PR #3585, opened 2021-06-09
[CORL-1627] Show "new commenter" flags even when site wide premod is enabled

nick-funk:
## What does this PR do?

Move up the new-user premod check in pipeline

This allows the new user pre-mod filter to run
before it tries to block via a site wide pre-mod
filter. This lets the "new commenter" tag show
even if site wide pre-mod is turned on.

Otherwise, premod behaves as normally expected.

None

## How do I test this PR?

- Enable site wide premod
- Enable new commenter premod
- Make comments with new commenter
- See that they are marked with 'new commenter' in moderation
- Make comments with non-new commenter
- See that they are pre-modded because of site wide premod
- Turn site wide pre-mod off
- Make more comments with non-new commenter
- See that they are not pre-modded
- Approve the new commenter's comments so they are no longer a new commenter
- Make more comments with the formerly "new commenter"
- See that their comments are no longer pre-modded
- Turn off the new commenter pre-mod option
- Make yet another new commenter
- Make comments with this new commenter
- Make sure the comments are not pre-modded

### DIFF
--- a/src/core/server/services/comments/pipeline/phases/index.ts
+++ b/src/core/server/services/comments/pipeline/phases/index.ts
@@ -61,9 +61,9 @@ export const moderationPhases: IntermediateModerationPhase[] = [
   detectLinks,
 
   // Apply any pre-existing conditions to these comments.
+  statusPreModerateNewCommenter,
   statusPreModerate,
   statusPreModerateUser,
-  statusPreModerateNewCommenter,
 
   // Run any external moderation phase that missed other filters.
   external,


src/core/server/services/comments/pipeline/phases/index.ts
```diff
@@ -61,9 +61,9 @@ export const moderationPhases: IntermediateModerationPhase[] = [
   detectLinks,
 
   // Apply any pre-existing conditions to these comments.
+  statusPreModerateNewCommenter,
```
nick-funk, line 64: Moved up so that it will tag "new commenter" before it gets to the "site wide premod" check.

If site wide pre-mod is enabled, it will fall through to the site-wide pre-mod anyways, so this order doesn't hurt anything, it just allows for an earlier pre-mod check based on new commenter state prior to any site-wide pre-mod checks.

If you have any doubts about this, feel free to test using my testing steps, it should be good. Also, can just check these phases code to see the proof. :)

alinhle (approved):

tessalt (approved):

### About this task
All lines of the entries above where "external" turns up should be reported.

### Exercise output
   // Run any external moderation phase that missed other filters.
   external,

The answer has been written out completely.